* **What is expected**
For the records that follow, please set down exactly the lines between the one holding "PR #699, opened 2026-09-14" and the one holding "When a backup", inclusive, and only those.

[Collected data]
Start of Block

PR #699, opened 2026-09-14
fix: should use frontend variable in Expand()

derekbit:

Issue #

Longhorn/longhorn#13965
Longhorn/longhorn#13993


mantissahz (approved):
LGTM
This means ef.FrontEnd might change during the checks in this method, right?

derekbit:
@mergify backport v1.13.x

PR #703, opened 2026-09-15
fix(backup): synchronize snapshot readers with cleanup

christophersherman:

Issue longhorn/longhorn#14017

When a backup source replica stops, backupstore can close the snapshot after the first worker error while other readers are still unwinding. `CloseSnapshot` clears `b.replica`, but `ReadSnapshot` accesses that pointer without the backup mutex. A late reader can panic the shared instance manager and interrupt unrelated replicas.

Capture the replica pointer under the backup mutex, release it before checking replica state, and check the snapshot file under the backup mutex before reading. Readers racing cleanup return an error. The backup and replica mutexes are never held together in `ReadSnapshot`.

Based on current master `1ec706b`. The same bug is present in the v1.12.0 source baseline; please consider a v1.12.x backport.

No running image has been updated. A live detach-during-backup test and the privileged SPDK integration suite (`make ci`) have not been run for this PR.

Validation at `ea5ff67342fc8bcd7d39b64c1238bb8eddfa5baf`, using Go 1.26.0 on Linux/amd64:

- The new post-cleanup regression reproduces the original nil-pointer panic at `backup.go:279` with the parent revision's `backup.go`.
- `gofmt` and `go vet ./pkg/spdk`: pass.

End of Block
Start of Block

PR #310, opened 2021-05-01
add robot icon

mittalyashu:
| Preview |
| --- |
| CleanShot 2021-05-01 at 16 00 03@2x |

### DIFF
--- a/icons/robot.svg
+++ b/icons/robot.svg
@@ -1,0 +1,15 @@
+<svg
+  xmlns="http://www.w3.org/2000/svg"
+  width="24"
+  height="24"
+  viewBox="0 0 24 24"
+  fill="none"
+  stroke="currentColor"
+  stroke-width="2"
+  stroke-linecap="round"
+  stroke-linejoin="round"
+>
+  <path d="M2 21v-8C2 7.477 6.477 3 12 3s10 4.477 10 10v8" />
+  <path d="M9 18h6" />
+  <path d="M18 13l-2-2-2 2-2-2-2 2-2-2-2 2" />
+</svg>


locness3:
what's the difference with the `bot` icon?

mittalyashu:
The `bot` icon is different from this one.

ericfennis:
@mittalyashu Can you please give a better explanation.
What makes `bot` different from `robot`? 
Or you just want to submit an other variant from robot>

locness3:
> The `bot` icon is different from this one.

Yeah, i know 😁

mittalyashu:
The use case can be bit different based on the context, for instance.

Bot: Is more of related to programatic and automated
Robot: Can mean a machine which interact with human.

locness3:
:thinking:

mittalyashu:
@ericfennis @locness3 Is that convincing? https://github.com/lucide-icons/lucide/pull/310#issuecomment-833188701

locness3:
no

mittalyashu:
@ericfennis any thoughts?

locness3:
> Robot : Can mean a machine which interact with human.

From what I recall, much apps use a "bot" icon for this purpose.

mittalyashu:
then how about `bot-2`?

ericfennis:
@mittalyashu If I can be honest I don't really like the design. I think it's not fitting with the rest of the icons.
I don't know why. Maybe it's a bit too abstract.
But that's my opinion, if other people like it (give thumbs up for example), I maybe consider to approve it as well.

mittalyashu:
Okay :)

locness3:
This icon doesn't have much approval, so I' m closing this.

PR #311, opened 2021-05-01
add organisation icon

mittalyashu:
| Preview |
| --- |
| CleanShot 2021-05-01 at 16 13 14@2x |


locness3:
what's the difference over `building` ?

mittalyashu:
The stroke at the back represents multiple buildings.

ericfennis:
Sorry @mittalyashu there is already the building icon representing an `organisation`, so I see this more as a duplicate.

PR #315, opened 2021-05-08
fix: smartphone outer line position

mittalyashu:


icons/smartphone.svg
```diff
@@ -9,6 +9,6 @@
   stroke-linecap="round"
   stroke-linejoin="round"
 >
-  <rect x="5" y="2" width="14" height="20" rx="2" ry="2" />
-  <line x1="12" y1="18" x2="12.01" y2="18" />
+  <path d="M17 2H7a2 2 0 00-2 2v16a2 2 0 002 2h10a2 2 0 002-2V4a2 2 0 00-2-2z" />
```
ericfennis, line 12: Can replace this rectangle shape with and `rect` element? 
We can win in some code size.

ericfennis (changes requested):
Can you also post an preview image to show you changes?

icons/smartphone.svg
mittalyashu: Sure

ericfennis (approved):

End of Block

* **Exercise response**
PR #699, opened 2026-09-14
fix: should use frontend variable in Expand()

derekbit:

Issue #

Longhorn/longhorn#13965
Longhorn/longhorn#13993


mantissahz (approved):
LGTM
This means ef.FrontEnd might change during the checks in this method, right?

derekbit:
@mergify backport v1.13.x

PR #703, opened 2026-09-15
fix(backup): synchronize snapshot readers with cleanup

christophersherman:

Issue longhorn/longhorn#14017

When a backup source replica stops, backupstore can close the snapshot after the first worker error while other readers are still unwinding. `CloseSnapshot` clears `b.replica`, but `ReadSnapshot` accesses that pointer without the backup mutex. A late reader can panic the shared instance manager and interrupt unrelated replicas.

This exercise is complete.